___ Records shown
PR #1202, opened 2024-04-24
py/bitbox02: allow infering version/edition from OP_INFO

benma:
For when no USB descriptor is available, where we normally get the info from. We need this now to connect to the simulator with the right params. OP_INFO is available since v5.0.0, and the created after that, so for the simulator this will always work.


asi345 (approved):
Seems to be working as expected, tACK!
______
> **The task**
Give the records again, complete and exact.

> **Problem solution**
PR #1202, opened 2024-04-24
py/bitbox02: allow infering version/edition from OP_INFO

benma:
For when no USB descriptor is available, where we normally get the info from. We need this now to connect to the simulator with the right params. OP_INFO is available since v5.0.0, and the created after that, so for the simulator this will always work.


asi345 (approved):
Seems to be working as expected, tACK!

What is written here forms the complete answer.